В оценках, несомненно, отразились традиционалистские эстетические взгляды автора рецензии. Отметим, что аналогичными взглядами отличался и первый зарубежный публикатор Шаламова, главный редактор нью-йоркского «Нового журнала» Роман Гуль, который счёл многие рассказы «совсем плохими», другие — «требующими литературной обработки» и все в целом — «очень однообразными и очень тяжёлыми по темам», после чего бесцеремонно отредактировал и сократил их для печати [2].

Автор второй внутренней рецензии для «Советского писателя» официозный критик А. Дрёмов, в отличие от О. Волкова, поставил Шаламову в пример Солженицына, который, по его словам, старался «провести мысль о несгибаемости настоящего человека даже в самых тяжких условиях». При этом, повторяя Н. Хрущёва, А. Дрёмов напомнил о «ненужности увлечений “лагерной темой”».

Автор третьей рецензии Э. Мороз рекомендовала напечатать рассказы как важное свидетельство, несмотря на оговорку: «Создаётся впечатление, что автор не любит своих героев, не любит людей вообще» [1, с. 263]. Обвинение Шаламова в «нелюбви к людям» было довольно типичным для приверженцев теории «социалистического гуманизма». Неслучаен ответ Шаламову в 1964 г. со стороны зам. зав. отделом русской советской прозы издательства В. Петелина: «Герои Ваших рассказов лишены всего человеческого, а авторская позиция антигуманистична» [3].

Самые важные произведения Шаламова так и не появились в СССР до начала «перестройки».

Одним из первых о величии писателя сказал Е. Сидоров на страницах журнала «Огонек» в 1989 г.: «Правда Шаламова о человеке в лагере жестока.
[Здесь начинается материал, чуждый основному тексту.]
PR #561, opened 2021-08-12
Add codeowners config

katxiao:
Add codeowners config to add `sdv-dev/core-contributors` as owner


csala (approved):
It seems it should be fine. Go ahead!

PR #564, opened 2021-08-18
Fix `CustomConstraint` docs

fealho:


docs/user_guides/single_table/custom_constraints.rst
```diff
@@ -69,6 +69,8 @@ Then, we pack every thing together in ``CustomConstraint``.
 .. ipython:: python
     :okwarning:
 
+    from sdv.constraints import CustomConstraint
```
sarahmish, line 72: good catch! In line 172, we are also missing `from sdv.tabular import GaussianCopula`

sarahmish (approved):

PR #587, opened 2021-09-13
Fix repository language

### LINKED ISSUE #464: Fix repository language
The SDV repository currently shows up as a `Jupyter notebook` repository, which is obviously not the expected.

We should fix this by adding a [`.gitattributes` file that sets `*.ipynb` as `linguist-vendored`](https://github.com/github/linguist/blob/master/docs/overrides.md).

fealho:
Resolves #464.

### DIFF
--- a/.gitattributes
+++ b/.gitattributes
@@ -1,1 +1,1 @@
-*.ipynb -linguist-vendored
+*.ipynb linguist-vendored
--- a/.gitattributes
+++ b/.gitattributes
@@ -1,0 +1,1 @@
+*.ipynb -linguist-vendored


pvk-developer (changes requested):
I think that this file has to go inside the `github` folder, as I don't see the changes reflected on the branch.

pvk-developer:
> @pvk-developer I'm not sure if the branch is supposed to show the changes? I created a fork and it worked there.

Yes you are right! There is a delay when that is happening and when I first tried it didn't work because there is a few minutes gap until it reads it properly.

pvk-developer (approved):
LGTM!

Issue #576, opened 2021-08-30
Gaussian Copula is generating different data with metadata and without metadata.


kvrameshreddy:
When we create a Gaussian copula model without defining metadata explicitly, the generated synthetic data holds the properties of the sample data( like min and max values). When we define the same by explicitly passing meta data the generated data is loosing the properties. 
```
from sdv.tabular import GaussianCopula

df1=pd.read_csv("rounding_data_test.csv")
meta_default={'fields': {'COL1': {'type': 'numerical',
                                  'subtype': 'float'} ,
                         'COL2': {'type': 'numerical',
                                   'subtype': 'float'},
                          'COL3': {'type': 'numerical',
                                    'subtype': 'float'},
                          'COL4': {'type': 'numerical',
                                    'subtype': 'float'}}}
model1 = GaussianCopula(table_metadata=meta_default)
model1.fit(df1)
new_data_with_meta = model1.sample(100)

''' without meta data'''

model2 = GaussianCopula()
model2.fit(df1)

new_data_without_meta = model2.sample(100)
```
[rounding_data_test.csv](https://github.com/sdv-dev/SDV/files/7078377/rounding_data_test.csv)

![gen_data_issue](https://user-images.githubusercontent.com/49742709/131344566-c9208a38-dc93-4cb7-ab51-41b7885a8ebd.PNG)
From the above screenshot consider the 'col2' column in the original data(df1) min value is 8.37 and max is 196.8 .
now the generated new_data_without_meta holds the min and max values of the sample but the new_data_with_meta generates negative values. I even verified for the distributions of the data for each column, both the models have same distributions.
![data_dist](https://user-images.githubusercontent.com/49742709/131345234-799c9812-20b7-4ff9-a65b-a2e631a79724.PNG)

The same behaviour is seen with constraints also, when passed directly gives similar data, when passed with explicit metadata gives out of bound values.
can you please look into this issue. 
Thankyou.

PR #599, opened 2021-09-21
Automatically detect min and max when not set in metadata

katxiao:
When we are creating the metadata from a user-provided dict, we should still automatically detect the min and max values.

Resolve issue #576


sdv/metadata/table.py
```diff
@@ -769,6 +769,8 @@ def from_dict(cls, metadata_dict, dtype_transformers=None):
             entity_columns=metadata_dict.get('entity_columns') or [],
             context_columns=metadata_dict.get('context_columns') or [],
             dtype_transformers=dtype_transformers,
+            min_value=metadata_dict.get('min_value') or 'auto',
```
fealho, line 772: Any reason not to do

> metadata_dict.get('min_value', 'auto')

instead of this `or` syntax?

fealho (approved):
👍

sdv/metadata/table.py
```diff
@@ -769,6 +769,8 @@ def from_dict(cls, metadata_dict, dtype_transformers=None):
...
+            max_value=metadata_dict.get('max_value') or 'auto',
```
csala, line 773: Maybe we should also add the `rounding` argument?

katxiao: I did try adding the rounding argument at first, but it seems to crash because of the nans issue (https://github.com/sdv-dev/RDT/pull/244).

We could wait for that PR to be merged first

sdv/metadata/table.py
csala: I agree with @fealho: The `or` syntax makes sense in the cases above because it avoids having to create new `list` or `dict` objects that will end up not being used, but with the `string` this is not a problem

katxiao: Sure, will update

PR #601, opened 2021-09-22
Update column formula is valid to handle nan equality

### LINKED ISSUE #593: ColumnFormula raises ConstraintsNotMetError when checking NaN values
### Environment Details
* SDV version: 0.12.0

### Error Description
I have written a `ColumnFormula` constraint that I know is correct. (I have used it on the real data and confirmed it outputs the same values.) 

However, whenever I apply it to my model, I get an error: `ConstraintsNotMetError: Data is not valid for the given constraints`. Upon closer inspection, I think it's because:

- My `ColumnFormula` will sometimes output `NaN` values (for eg. `[1, 2, NaN, 2, 3, NaN, NaN]`) -- same values exist in my real data
- The SDV is using a simple `==` to check equivalence ([ref](https://github.com/sdv-dev/SDV/blob/469486cbb5b892779707d6c012a3da603ebf9e0d/sdv/constraints/tabular.py#L633)). Since `NaN != NaN`, it thinks my formula's output is invalid.

### Expected Outcome 

I expect the `ColumnFormula` should consider `NaN == NaN` for the purposes of validity.
Can we use some sort of other check here to ensure that the formula passes when it includes `NaNs`?

katxiao:
Currently, if a column formula is expected to produce NaNs, the is_valid method will still flag it as false because nan == nan evaluates to false. We can account for this case by explicitly checking for rows where both the table data and the expected column are NaN.

Resolves #593

### DIFF
--- a/sdv/constraints/tabular.py
+++ b/sdv/constraints/tabular.py
@@ -630,7 +630,9 @@ class ColumnFormula(Constraint):
                 Whether each row is valid.
         """
         computed = self._formula(table_data)
-        return table_data[self._column] == computed
+        isnan = table_data[self._column].isna() & computed.isna()
+
+        return table_data[self._column].eq(computed) | isnan
 
     def _transform(self, table_data):
         """Transform the table data.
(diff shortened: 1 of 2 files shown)


pvk-developer (approved):
LGTM!

csala (approved):
Good to go!

PR #619, opened 2021-10-29
Fixes #616 and #617 enables Unique constraint on custom index columns

### LINKED ISSUE #616: The `Unique` constraint crashes when the data contains a column called `index`
### Environment Details

* SDV version: v0.12.1

### Error Description

The internal implementation of the `Unique` constraint wrongfully creates a and relies on a dummy column called `index`.
As a consequence, if the input data already contains a column called `index`, the `Unique` constraint cannot handle it properly.

### Steps to reproduce

Fit a tabular model which has been configured with a `Unique` constraint using data that contains a column called `index`.

<Replace this text with a description of the steps that anyone can follow to reproduce the error. If the error happens only on a specific dataset, please consider attaching some example data to the issue so that others can use it to reproduce the error.>

```python3
In [1]: import sdv
   ...: 
   ...: data = sdv.demo.load_tabular_demo('student_placements')
   ...: 
   ...: unique = sdv.constraints.Unique(columns=['student_id'])
   ...: 
   ...: data['index'] = [1] * len(data)
   ...: 
   ...: gc = sdv.tabular.GaussianCopula(constraints=[unique])
   ...: gc.fit(data.head(10))
ConstraintsNotMetError                    Traceback (most recent call last)
<ipython-input-1-79c7bc7c5ae7> in <module>
      8 
      9 gc = sdv.tabular.GaussianCopula(constraints=[unique])
---> 10 gc.fit(data.head(10))

/home/ubuntu/.virtualenvs/sdv-test/lib/python3.7/site-packages/sdv/tabular/base.py in fit(self, data)
    136 
    137         LOGGER.debug('Transforming table %s; shape: %s', self._metadata.name, data.shape)
--> 138         transformed = self._metadata.transform(data)
    139 
    140         if self._metadata.get_dtypes(ids=False):

/home/ubuntu/.virtualenvs/sdv-test/lib/python3.7/site-packages/sdv/metadata/table.py in transform(self, data, on_missing_column)
    620         data = self._anonymize(data[fields])
    621 
--> 622         self._validate_data_on_constraints(data)
    623 
    624         LOGGER.debug('Transforming constraints for table %s', self.name)

/home/ubuntu/.virtualenvs/sdv-test/lib/python3.7/site-packages/sdv/metadata/table.py in _validate_data_on_constraints(self, data)
    592             if set(constraint.constraint_columns).issubset(data.columns.values):
    593                 if not constraint.is_valid(data).all():
--> 594                     raise ConstraintsNotMetError('Data is not valid for the given constraints')
    595 
    596     def transform(self, data, on_missing_column='error'):

ConstraintsNotMetError: Data is not valid for the given constraints
```

### LINKED ISSUE #617: The `Unique` constraint cannot handle non-default index
### Environment Details

* SDV version: v0.12.0

### Error Description

The internal implementation of the `Unique` constraint relies on the input data `index`.
Because of this, errors such as #616 and #610  happen, but other weird behaviors can be observed, such as the constraint consider that valid data is invalid:

```python3
In [30]: data = pd.DataFrame({'unique': [1, 2, 3]}, index=[0, 0, 0])

In [31]: unique.is_valid(data)
Out[31]: 
0     True
1    False
2    False
dtype: bool
```

Or producing inconsistent results:

```python3
In [38]: data = pd.DataFrame({'unique': [1, 2, 1]}, index=[0, 2, 1])

In [39]: unique.is_valid(data)
Out[39]: 
0     True
1    False
2     True
dtype: bool
```

We should review its implementation to prevent all these scenarios.

xamm:
# This PR suggests a possible solution to the problems described in #616 and #617.

## Problem description
As described in #616, the "Unique" constraint cannot handle DataFrames when there is a column named "index" in the DataFrame.

This is because the `Unique` constraint relies on the `index` to check if a particular row is unique.

In #617, the problem of inconsistencies is described when a custom `index` is added to the DataFrame and this custom `index` is not sorted or contains unexpected values, such as the same index for all rows.

## PR description
The PR adds tests for these behaviors and changes the implementation of the `unique` constraint.

To check if a row is unique the following is done:
1. The DataFrame is grouped based on the user-defined unique columns.
2. The elements in each group are then numbered.
3. The decision whether a row is unique or the first occurrence of a column combination is based on checking whether the numbered element is 0, i.e. the first occurrence of the group.

Resolves #616
Resolves #617


tests/unit/constraints/test_tabular.py
```diff
@@ -5188,6 +5188,128 @@ def test_is_valid(self):
...
+        """
+        # Setup
+        instance = Unique(columns=['a', 'b', 'c'])
+
+        # Run
+        data = pd.DataFrame({
+            'a': [1, 1, 2, 2, 3],
+            'b': [5, 5, 6, 6, 7],
+            'c': [8, 8, 9, 9, 10]
+        }, index=[2, 1, 3, 5, 4])
```
katxiao, line 5244: It seems like this test and the one above both test the same combination of columns, and also that the original index is preserved. Is it enough just to have one of these tests? Is having the index set to 0 a special case?

tests/integration/tabular/test_base.py
```diff
@@ -94,6 +94,68 @@ def test_conditional_sampling_graceful_reject_sampling_False_dataframe(model):
...
+            "B",
+            "C",
+            "D",
+            "E",
+        ]
+    })
+    unique = Unique(
+        columns=["index"]
+    )
+    err_metadata = {
```
katxiao, line 134: nit: can we rename the variables `error` and `err_metadata` to something like `table` and `table_metadata` since it isn't supposed to error out anymore?

tests/integration/tabular/test_base.py
```diff
@@ -94,6 +94,68 @@ def test_conditional_sampling_graceful_reject_sampling_False_dataframe(model):
...
+        "index": [
+            "A",
+            "B",
+            "C",
+            "D",
+            "E",
+        ]
+    })
+    unique = Unique(
+        columns=["index"]
```
katxiao, line 132: We can also add a test where the table has 3 columns - `key`, `index`, and `test_col`, and the Unique constraint is on `test_col`. This way we can check that it works when the unique constraint is not on the column called "index", but the table contains another column called "index".

tests/integration/tabular/test_base.py
```diff
@@ -94,6 +94,68 @@ def test_conditional_sampling_graceful_reject_sampling_False_dataframe(model):
...
+            "key": {
+                "type": "id", "subtype": "integer"
+            },
+            "index": {
+                "type": "categorical",
+            }
+        }
+    }
+
+    model = GaussianCopula(table_metadata=err_metadata)
```
katxiao, line 148: We can pass in `constraints=[unique]` directly, instead of constructing the metadata.

katxiao (changes requested):

tests/integration/tabular/test_base.py
xamm: Good Idea!

I kept the `primary_key` as a parameter as well and created the unique constraint in a variable.
I think this looks nicer than moving everything to the Model creation line.

```
unique = Unique(columns=["index"])
model = GaussianCopula(primary_key="key", constraints=[unique])
```

tests/integration/tabular/test_base.py
xamm: when removing the metadata specification and specifying the constraint directly during model creation as suggested in https://github.com/sdv-dev/SDV/pull/619#discussion_r748369723, this will also be resolved.

tests/unit/constraints/test_tabular.py
xamm: I think it is a very similar test, since the indices of `pandas` do not have to be unique.
I created the test from the Issues to confirm that this problem is reproducible.

I would probably leave it as is because I like to see problems specified in Issues created as tests.

tests/integration/tabular/test_base.py
xamm: I added a new test for this.

xamm:
The error in the checks occurs due to the new graphviz Version 0.18.1 from the 14th of November.

katxiao:
Thanks for the graphviz fix! It looks good to go, once that's merged into this branch.

katxiao (approved):
lgtm!

csala (approved):
LGTM!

По сравнению с ней Достоевский с его “Записками из Мертвого дома” кажется буколическим писателем» [4]. При этом критик не говорил о каком-либо «антигуманизме» авторской позиции, а заявлял:

«Бесстрашие мысли — главная победа Варлама Шаламова, его писательский подвиг. Мысли, идущей до края, не останавливающейся перед пропастью, перед бездной и потому дающей свободную силу нам, ныне живущим и мучительно размышляющим над смыслом отечественной истории» [4].

Нет ничего удивительного в том, что зарубежная критика воспринимала Шаламова по-иному, во многом политизированно — в духе «холодной войны». Первые публикации «Колымских рассказов» на Западе на русском языке в конце 1960-х — 1970-х гг. не могли получить известности среди читателей США и других стран по причине языкового барьера. При этом читатели «Нового журнала», представители первой волны русской эмиграции (к которой принадлежал Р. Гуль), не понимавшие «новой прозы» Шаламова из-за барьера стилистического, сходились в восприятии «Колымских рассказов» именно как оружия политической борьбы, недооценивая их литературное значе-

ние. Лишь в 1980 г. первое издание «Колымских рассказов» — «Kolyma Tales» — было опубликовано на английском в Нью-Йорке в переводах Джона Глэда, и с этого момента политизированный подход к Шаламову постепенно расширяется в сторону собственно эстетического.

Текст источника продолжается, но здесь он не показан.